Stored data
PR #646, opened 2020-11-04
Remove backend auto shutdown

abyrd:
This PR removes the auto-shutdown activity tracker. Instead, it fires events after each API request. Components that produce dashboards or handle automated shutdown (for some particular hosting environment) can then subscribe to these messages. The response time of each API request is tracked at millisecond resolution, enabling performance monitoring.

This PR also adds projectId and variantIndex fields to SinglePointEvents. Components that subscribe to these events can then more easily summarize activity without taking the fragile step of extracting the projectId as a substring of the scenarioId.

These changes remove the **backend** auto-shutdown, not the **worker** auto-shutdown. The latter is separately implemented using `com.conveyal.r5.analyst.cluster.AnalysisWorker#adjustShutdownClock`. We may eventually modularize the worker in the same way as the backend, at which time we can extend this refactoring to the worker.


src/main/java/com/conveyal/analysis/components/HttpApi.java
```diff
@@ -79,14 +96,27 @@ public HttpApi (
...
-                UserPermissions user = authentication.authenticate(req);
-                LOG.info("{} {} by user {} in groups {}", method, pathInfo, user.email, user.groups);
+                // Determine which user is sending the request, and which permissions that user has.
+                // This method throws an exception if the user cannot be authenticated.
+                // Store the resulting permissions object in the request so it can be examined by any handler.
+                UserPermissions userPermissions = authentication.authenticate(req);
+                req.attribute(USER_PERMISSIONS_ATTRIBUTE, userPermissions);
+                // TODO stop using these two separate attributes, and use the permissions object directly
+                req.attribute(USER_EMAIL_ATTRIBUTE, userPermissions.email);
+                req.attribute(USER_GROUP_ATTRIBUTE, userPermissions.groups.iterator().next());
```
trevorgerhardt, line 108: I noticed the `events` collection in the database has a `groups` array, where every other collection has a single `accessGroup` string.

Unless we migrate everything else over we should revert `groups` being an array. Everywhere else we consider there to be a single `accessGroup`. We discussed a possible move to an array awhile back, but haven't had a need since we've been able to distinguish between administrators and everyone else.

abyrd: Yes, unless we have a specific plan to use multiple groups, we can switch it back to being a single string. It's a higher priority to make the database schema coherent across various tables.

abyrd: Marking this resolved since we've got a separate PR #648 to fix it.

abyrd:
I took a look and don't think this disrupts worker auto-shutdown at all, only changing the backend. This is ready for review now.

src/main/java/com/conveyal/analysis/components/HttpApi.java
```diff
@@ -79,14 +96,27 @@ public HttpApi (
...
             }
-            BackendMain.recordActivityToPreventShutdown();
+        });
+
+        sparkService.after((req, res) -> {
+            // Firing an event after the request allows us to report the response time,
+            // but may fail to record requests experiencing authentication problems.
```
trevorgerhardt, line 114: Does `after` get skipped when an exception is thrown? 
Should we add a separate event to the `exception` handler that records the request time and the exception?

src/main/java/com/conveyal/analysis/components/HttpApi.java
```diff
@@ -167,4 +196,9 @@ public HttpApi (
         return sparkService;
     }
 
+    // Maybe this should be done or called with a JVM shutdown hook
```
trevorgerhardt, line 199: Are there other services that we should add to the shutdown hook? AWS connections or the MongoDB driver?

trevorgerhardt (approved):
A few comments, but nothing that should hold this up.

src/main/java/com/conveyal/analysis/components/HttpApi.java
abyrd: Yes, I think we'll want to move toward cleanly shutting down MapDB, HTTP servers, AWS connections, MongoDB, everything in a JVM shutdown hook. I'll make a ticket for that.

src/main/java/com/conveyal/analysis/components/HttpApi.java
abyrd: I actually don't know, will have to dig in and see. I definitely intended to fire Exception events so we can show them on Slack and/or log them in the database. Will also ticket this one so we can follow up on it.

**Work task**
Please report how many lines in the records above contain the word "also", and give nothing but the number.

**Exercise solution**
2